__Task to complete__
With the listing in front of you, retype it exactly.

:::::

PR #130, opened 2018-11-23
Use setup_requires for cpuinfo

alimanfoo:
Use ``setup_requires`` to obtain ``cpuinfo`` module rather than vendoring it. (Hopefully) supersedes #82.

TODO:


.travis.yml
```diff
@@ -22,7 +22,6 @@ matrix:
 
 install:
   - pip install -U tox-travis coveralls pip setuptools wheel
-  - python setup.py build_ext --inplace
```
alimanfoo: This isn't actually needed, building will happen via tox.

jakirkham: Agreed. Think this was causing the build to happen twice before actually.

setup.py
```diff
@@ -23,9 +22,15 @@
 
 
 # determine CPU support for SSE2 and AVX2
-cpu_info = cpuinfo.get_cpu_info()
-have_sse2 = 'sse2' in cpu_info['flags']
-have_avx2 = 'avx2' in cpu_info['flags']
+try:
+    import cpuinfo
```
jakirkham: Unfortunately this actually won't benefit from `setup_requires` at this stage as Setuptools hasn't had the opportunity to run this. To get this to work correctly, we need to add a [`BuildExtCommand` subclass like this one for NumPy]( https://github.com/jakirkham/cookiecutter-cython/blob/de7397f77ba5118c9e5973966f925d2a4af220a7/%7B%7Bcookiecutter.project_name%7D%7D/setup.py#L21-L27 ) and add it to [our `cmdclasses`]( https://github.com/jakirkham/cookiecutter-cython/blob/de7397f77ba5118c9e5973966f925d2a4af220a7/%7B%7Bcookiecutter.project_name%7D%7D/setup.py#L73 ) in [`setup`]( https://github.com/jakirkham/cookiecutter-cython/blob/de7397f77ba5118c9e5973966f925d2a4af220a7/%7B%7Bcookiecutter.project_name%7D%7D/setup.py#L159 ).

alimanfoo: Doh, of course.

alimanfoo:
On reflection I think I'm going to push back work to avoid vendoring py-cpuinfo to the next release. It's not straightforward to use a ``BuildExtCommand`` subclass for the blosc extension. Better to wait for full support for pyproject.toml IMO.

:::::

__Answer area__
PR #130, opened 2018-11-23
Use setup_requires for cpuinfo

alimanfoo:
Use ``setup_requires`` to obtain ``cpuinfo`` module rather than vendoring it. (Hopefully) supersedes #82.

TODO:


.travis.yml
```diff
@@ -22,7 +22,6 @@ matrix:
 
 install:
   - pip install -U tox-travis coveralls pip setuptools wheel
-  - python setup.py build_ext --inplace
```
alimanfoo: This isn't actually needed, building will happen via tox.

jakirkham: Agreed. Think this was causing the build to happen twice before actually.

setup.py
```diff
@@ -23,9 +22,15 @@
 
 
 # determine CPU support for SSE2 and AVX2
-cpu_info = cpuinfo.get_cpu_info()
-have_sse2 = 'sse2' in cpu_info['flags']
-have_avx2 = 'avx2' in cpu_info['flags']
+try:
+    import cpuinfo
```
jakirkham: Unfortunately this actually won't benefit from `setup_requires` at this stage as Setuptools hasn't had the opportunity to run this. To get this to work correctly, we need to add a [`BuildExtCommand` subclass like this one for NumPy]( https://github.com/jakirkham/cookiecutter-cython/blob/de7397f77ba5118c9e5973966f925d2a4af220a7/%7B%7Bcookiecutter.project_name%7D%7D/setup.py#L21-L27 ) and add it to [our `cmdclasses`]( https://github.com/jakirkham/cookiecutter-cython/blob/de7397f77ba5118c9e5973966f925d2a4af220a7/%7B%7Bcookiecutter.project_name%7D%7D/setup.py#L73 ) in [`setup`]( https://github.com/jakirkham/cookiecutter-cython/blob/de7397f77ba5118c9e5973966f925d2a4af220a7/%7B%7Bcookiecutter.project_name%7D%7D/setup.py#L159 ).

alimanfoo: Doh, of course.

alimanfoo:
On reflection I think I'm going to push back work to avoid vendoring py-cpuinfo to the next release. It's not straightforward to use a ``BuildExtCommand`` subclass for the blosc extension. Better to wait for full support for pyproject.toml IMO.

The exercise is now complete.